Start of Material for the task
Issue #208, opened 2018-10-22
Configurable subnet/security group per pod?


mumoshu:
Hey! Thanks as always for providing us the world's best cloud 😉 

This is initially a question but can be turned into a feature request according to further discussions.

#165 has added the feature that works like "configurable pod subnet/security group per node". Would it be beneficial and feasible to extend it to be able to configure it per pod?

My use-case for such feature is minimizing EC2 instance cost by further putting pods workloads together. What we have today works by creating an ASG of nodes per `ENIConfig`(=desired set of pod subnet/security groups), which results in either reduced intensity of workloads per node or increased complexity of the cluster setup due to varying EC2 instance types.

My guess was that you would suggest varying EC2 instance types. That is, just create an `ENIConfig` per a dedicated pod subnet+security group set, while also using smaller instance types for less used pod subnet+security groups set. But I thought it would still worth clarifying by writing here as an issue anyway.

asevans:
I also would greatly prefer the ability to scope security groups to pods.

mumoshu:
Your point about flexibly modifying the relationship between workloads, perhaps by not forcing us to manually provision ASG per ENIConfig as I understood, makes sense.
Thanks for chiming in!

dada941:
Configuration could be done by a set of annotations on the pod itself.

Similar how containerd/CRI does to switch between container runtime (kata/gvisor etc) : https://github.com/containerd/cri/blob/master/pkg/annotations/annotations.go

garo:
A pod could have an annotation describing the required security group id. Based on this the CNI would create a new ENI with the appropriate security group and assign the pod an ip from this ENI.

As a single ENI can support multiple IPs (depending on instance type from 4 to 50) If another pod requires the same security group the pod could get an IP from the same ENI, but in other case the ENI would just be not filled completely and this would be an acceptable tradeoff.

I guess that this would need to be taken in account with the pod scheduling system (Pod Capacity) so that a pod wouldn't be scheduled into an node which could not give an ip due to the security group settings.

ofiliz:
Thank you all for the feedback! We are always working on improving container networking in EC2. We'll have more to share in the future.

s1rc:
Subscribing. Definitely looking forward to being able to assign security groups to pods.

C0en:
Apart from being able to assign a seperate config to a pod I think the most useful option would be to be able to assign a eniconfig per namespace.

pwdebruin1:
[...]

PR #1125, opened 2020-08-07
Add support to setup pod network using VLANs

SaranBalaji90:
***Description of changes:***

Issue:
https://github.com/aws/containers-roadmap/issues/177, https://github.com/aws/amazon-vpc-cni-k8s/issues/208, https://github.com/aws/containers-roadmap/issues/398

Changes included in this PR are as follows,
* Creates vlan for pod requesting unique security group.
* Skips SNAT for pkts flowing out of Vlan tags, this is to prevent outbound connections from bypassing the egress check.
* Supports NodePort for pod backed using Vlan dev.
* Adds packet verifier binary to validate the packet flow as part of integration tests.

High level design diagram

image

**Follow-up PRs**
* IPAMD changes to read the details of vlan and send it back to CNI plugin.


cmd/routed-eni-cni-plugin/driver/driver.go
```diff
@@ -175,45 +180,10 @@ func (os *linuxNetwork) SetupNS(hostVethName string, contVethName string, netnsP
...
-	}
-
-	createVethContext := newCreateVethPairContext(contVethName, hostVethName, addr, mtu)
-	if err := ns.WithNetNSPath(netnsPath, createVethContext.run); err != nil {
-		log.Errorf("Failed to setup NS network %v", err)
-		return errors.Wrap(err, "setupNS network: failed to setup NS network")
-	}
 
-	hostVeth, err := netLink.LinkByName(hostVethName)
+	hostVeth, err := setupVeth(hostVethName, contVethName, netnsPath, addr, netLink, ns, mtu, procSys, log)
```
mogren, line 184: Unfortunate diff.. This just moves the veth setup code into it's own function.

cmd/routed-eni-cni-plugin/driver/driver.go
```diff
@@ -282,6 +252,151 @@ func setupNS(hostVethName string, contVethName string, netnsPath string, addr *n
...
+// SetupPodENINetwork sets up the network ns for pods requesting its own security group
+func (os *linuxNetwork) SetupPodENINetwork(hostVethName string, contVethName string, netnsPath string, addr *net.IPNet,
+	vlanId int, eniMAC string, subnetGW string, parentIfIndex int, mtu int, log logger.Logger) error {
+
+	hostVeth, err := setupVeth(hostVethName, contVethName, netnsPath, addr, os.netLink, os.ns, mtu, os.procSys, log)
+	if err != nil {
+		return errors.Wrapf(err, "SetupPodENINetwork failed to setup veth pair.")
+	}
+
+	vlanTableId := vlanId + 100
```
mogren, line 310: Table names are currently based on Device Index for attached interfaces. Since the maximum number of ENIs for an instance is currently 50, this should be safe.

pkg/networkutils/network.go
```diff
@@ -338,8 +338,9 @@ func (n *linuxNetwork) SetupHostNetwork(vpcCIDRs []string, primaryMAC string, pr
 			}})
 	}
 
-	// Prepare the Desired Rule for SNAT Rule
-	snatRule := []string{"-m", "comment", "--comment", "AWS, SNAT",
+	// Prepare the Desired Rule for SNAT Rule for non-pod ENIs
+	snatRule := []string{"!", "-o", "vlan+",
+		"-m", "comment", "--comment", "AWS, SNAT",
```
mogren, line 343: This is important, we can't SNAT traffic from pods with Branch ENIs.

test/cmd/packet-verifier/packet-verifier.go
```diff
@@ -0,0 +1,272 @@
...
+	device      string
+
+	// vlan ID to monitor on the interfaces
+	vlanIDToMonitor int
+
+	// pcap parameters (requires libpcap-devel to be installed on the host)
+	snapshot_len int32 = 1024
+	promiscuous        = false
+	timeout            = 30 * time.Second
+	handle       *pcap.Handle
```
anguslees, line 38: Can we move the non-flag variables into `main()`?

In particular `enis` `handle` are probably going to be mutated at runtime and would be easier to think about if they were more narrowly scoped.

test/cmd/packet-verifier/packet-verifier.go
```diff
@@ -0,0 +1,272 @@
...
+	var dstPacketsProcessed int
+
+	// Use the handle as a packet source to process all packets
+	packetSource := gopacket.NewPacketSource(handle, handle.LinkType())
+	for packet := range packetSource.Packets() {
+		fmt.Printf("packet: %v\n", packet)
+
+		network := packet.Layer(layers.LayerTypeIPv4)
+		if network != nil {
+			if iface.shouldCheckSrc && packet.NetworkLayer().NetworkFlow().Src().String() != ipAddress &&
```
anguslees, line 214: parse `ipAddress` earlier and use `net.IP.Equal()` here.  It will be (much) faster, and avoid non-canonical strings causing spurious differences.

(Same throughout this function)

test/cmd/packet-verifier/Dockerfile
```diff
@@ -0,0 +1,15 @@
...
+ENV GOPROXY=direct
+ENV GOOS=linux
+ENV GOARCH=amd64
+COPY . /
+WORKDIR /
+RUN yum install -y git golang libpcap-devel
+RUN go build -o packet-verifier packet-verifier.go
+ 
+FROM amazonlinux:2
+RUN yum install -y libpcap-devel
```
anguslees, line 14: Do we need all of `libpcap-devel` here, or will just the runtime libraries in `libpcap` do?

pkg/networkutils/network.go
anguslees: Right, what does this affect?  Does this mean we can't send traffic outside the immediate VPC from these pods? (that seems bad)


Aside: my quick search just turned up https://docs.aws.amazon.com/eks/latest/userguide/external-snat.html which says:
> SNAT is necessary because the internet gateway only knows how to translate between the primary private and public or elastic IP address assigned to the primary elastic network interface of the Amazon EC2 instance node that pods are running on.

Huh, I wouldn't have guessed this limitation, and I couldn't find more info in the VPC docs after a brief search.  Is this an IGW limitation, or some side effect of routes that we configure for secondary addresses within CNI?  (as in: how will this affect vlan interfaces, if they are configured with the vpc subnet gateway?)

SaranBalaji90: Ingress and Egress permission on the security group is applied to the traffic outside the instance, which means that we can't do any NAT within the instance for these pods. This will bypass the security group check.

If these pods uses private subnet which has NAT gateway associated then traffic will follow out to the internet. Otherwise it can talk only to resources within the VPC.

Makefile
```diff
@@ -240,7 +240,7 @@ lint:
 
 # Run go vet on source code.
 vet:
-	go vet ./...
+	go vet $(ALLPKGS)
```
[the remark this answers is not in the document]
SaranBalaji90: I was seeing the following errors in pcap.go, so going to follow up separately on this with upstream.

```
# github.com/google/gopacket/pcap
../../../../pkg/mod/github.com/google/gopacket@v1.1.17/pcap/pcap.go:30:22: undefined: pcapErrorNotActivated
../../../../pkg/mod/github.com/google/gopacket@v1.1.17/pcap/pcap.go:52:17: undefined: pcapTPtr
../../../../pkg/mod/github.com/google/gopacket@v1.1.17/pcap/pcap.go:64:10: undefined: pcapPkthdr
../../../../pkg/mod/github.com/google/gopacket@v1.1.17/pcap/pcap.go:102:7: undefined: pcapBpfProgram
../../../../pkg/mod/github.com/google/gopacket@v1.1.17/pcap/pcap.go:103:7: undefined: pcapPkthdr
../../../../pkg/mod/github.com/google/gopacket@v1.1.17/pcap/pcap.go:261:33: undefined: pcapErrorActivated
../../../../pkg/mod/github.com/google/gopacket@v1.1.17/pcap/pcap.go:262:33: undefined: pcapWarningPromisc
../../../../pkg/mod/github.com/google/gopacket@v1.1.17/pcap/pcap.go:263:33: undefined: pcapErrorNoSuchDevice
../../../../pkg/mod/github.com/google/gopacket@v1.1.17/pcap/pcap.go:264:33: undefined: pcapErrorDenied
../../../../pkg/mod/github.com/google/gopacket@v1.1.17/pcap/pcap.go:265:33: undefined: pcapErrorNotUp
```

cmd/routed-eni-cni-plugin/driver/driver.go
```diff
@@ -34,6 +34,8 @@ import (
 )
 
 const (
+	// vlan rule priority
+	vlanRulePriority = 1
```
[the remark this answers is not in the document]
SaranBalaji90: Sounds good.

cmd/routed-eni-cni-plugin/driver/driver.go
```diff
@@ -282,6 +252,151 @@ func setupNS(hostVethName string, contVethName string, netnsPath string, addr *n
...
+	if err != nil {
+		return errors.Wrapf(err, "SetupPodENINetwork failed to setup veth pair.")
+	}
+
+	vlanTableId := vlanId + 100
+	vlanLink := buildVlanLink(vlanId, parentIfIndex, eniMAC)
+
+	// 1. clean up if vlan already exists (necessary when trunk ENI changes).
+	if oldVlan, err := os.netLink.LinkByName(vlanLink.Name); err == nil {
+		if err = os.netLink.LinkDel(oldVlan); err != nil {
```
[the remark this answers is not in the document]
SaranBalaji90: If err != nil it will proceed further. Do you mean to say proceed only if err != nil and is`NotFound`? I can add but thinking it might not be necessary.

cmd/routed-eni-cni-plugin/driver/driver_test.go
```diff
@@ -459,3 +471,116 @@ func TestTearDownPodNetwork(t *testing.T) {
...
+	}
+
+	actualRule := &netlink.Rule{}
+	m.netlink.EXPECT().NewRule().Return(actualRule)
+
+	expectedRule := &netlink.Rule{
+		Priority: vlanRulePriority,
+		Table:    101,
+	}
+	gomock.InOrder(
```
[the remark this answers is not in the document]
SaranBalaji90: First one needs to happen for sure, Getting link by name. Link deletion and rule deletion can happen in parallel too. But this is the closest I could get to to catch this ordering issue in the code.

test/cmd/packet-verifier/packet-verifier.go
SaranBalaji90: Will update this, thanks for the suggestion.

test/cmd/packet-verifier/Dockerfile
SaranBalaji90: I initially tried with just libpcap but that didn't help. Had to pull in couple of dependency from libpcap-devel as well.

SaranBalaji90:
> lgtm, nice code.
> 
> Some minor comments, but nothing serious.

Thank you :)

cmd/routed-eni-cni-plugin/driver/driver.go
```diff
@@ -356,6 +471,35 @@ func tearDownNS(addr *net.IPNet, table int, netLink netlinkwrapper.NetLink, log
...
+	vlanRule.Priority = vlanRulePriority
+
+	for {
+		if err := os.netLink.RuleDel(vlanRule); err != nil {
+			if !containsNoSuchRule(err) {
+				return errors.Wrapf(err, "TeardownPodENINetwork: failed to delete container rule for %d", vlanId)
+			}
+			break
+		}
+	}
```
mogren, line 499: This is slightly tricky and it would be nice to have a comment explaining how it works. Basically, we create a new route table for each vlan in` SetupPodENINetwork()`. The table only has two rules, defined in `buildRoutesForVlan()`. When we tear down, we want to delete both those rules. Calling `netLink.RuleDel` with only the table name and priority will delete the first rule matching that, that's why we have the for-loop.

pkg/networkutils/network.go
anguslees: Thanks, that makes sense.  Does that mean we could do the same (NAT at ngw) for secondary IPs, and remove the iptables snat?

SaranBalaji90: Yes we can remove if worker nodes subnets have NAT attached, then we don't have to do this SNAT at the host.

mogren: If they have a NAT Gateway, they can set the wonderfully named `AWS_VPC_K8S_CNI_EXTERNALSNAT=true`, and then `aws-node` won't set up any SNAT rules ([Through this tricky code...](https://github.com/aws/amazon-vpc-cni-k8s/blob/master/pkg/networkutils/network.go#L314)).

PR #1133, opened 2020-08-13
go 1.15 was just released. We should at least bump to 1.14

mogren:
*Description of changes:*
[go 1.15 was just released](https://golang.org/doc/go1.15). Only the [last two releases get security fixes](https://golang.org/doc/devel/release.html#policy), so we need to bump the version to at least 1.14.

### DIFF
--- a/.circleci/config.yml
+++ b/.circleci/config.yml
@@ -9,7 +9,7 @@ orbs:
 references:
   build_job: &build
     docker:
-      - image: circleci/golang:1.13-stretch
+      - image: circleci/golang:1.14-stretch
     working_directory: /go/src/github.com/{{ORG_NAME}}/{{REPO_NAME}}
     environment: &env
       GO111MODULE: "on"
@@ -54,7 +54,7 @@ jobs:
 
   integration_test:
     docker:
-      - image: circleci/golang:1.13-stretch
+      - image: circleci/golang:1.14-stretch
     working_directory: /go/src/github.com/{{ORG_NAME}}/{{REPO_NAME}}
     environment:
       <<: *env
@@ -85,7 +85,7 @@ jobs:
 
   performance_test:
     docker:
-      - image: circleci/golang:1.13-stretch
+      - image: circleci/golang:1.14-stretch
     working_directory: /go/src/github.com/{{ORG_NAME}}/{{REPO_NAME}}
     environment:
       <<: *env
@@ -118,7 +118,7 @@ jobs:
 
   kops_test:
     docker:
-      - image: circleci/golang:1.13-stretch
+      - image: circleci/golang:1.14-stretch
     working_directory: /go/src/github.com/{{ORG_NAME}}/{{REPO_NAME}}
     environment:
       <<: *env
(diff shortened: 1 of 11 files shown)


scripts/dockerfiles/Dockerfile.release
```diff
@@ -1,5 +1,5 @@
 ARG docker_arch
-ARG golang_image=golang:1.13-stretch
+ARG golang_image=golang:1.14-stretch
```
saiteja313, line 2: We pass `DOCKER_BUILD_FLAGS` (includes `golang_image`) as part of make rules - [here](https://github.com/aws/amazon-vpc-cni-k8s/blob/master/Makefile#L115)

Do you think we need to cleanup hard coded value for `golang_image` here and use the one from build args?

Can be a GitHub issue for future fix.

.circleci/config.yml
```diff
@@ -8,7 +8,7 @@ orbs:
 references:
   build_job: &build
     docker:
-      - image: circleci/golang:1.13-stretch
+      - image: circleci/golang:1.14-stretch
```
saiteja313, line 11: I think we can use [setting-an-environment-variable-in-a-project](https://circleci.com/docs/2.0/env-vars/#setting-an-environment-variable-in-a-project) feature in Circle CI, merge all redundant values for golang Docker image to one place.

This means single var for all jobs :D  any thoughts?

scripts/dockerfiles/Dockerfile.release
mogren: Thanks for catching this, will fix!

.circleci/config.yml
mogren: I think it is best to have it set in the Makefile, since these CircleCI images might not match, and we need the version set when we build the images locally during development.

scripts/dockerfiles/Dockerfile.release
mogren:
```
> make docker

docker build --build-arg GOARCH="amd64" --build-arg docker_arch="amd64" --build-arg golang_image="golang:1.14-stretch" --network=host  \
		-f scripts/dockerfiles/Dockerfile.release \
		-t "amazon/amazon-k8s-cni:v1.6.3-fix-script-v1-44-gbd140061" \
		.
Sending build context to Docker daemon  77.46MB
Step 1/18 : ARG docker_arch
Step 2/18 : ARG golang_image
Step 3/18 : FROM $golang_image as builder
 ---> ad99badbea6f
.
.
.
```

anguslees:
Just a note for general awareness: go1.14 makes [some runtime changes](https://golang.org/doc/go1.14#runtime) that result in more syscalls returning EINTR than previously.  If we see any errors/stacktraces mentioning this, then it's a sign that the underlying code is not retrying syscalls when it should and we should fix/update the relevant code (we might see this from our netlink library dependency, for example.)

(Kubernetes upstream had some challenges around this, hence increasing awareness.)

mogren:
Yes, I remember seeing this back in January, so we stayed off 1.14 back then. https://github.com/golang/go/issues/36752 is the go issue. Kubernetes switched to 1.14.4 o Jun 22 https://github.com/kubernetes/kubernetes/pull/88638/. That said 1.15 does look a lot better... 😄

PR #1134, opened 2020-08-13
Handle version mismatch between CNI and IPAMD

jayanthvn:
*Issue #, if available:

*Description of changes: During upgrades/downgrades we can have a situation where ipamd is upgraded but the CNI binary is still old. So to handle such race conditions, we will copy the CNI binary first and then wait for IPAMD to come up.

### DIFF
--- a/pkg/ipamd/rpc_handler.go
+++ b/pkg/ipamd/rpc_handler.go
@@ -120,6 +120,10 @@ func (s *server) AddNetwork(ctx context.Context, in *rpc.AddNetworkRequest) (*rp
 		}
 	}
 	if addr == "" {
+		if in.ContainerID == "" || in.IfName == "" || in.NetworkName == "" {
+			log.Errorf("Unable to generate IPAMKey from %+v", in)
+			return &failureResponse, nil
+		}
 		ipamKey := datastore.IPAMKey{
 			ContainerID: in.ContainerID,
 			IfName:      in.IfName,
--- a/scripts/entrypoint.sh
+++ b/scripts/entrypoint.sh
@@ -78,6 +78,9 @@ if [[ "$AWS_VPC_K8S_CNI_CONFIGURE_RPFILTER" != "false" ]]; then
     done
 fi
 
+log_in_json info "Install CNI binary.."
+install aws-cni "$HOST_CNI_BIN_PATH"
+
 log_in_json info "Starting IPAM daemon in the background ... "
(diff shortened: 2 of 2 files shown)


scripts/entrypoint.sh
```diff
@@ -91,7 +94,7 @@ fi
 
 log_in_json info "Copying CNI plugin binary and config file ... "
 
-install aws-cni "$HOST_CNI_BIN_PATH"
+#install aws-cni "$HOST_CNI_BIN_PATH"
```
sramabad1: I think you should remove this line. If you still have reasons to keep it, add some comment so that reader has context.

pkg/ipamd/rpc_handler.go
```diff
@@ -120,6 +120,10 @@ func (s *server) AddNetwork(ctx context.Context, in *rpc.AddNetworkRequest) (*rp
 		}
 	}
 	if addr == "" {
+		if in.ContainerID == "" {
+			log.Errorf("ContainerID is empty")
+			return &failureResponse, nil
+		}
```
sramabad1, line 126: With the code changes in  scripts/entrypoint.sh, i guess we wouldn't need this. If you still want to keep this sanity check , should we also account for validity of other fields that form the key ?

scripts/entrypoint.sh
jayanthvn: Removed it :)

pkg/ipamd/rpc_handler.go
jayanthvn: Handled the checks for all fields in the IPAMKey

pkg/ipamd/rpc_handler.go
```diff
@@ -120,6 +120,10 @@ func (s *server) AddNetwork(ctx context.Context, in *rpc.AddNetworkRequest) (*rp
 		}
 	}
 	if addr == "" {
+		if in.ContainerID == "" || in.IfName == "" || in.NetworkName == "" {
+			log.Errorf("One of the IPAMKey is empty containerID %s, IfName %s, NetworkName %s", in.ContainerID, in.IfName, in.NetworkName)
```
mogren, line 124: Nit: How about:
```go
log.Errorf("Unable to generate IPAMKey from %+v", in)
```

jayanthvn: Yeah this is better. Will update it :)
End of Material for the task
> Assigned task
Go line by line through the records and copy those that contain the word "createVethContext".

> Answer space
-	createVethContext := newCreateVethPairContext(contVethName, hostVethName, addr, mtu)
-	if err := ns.WithNetNSPath(netnsPath, createVethContext.run); err != nil {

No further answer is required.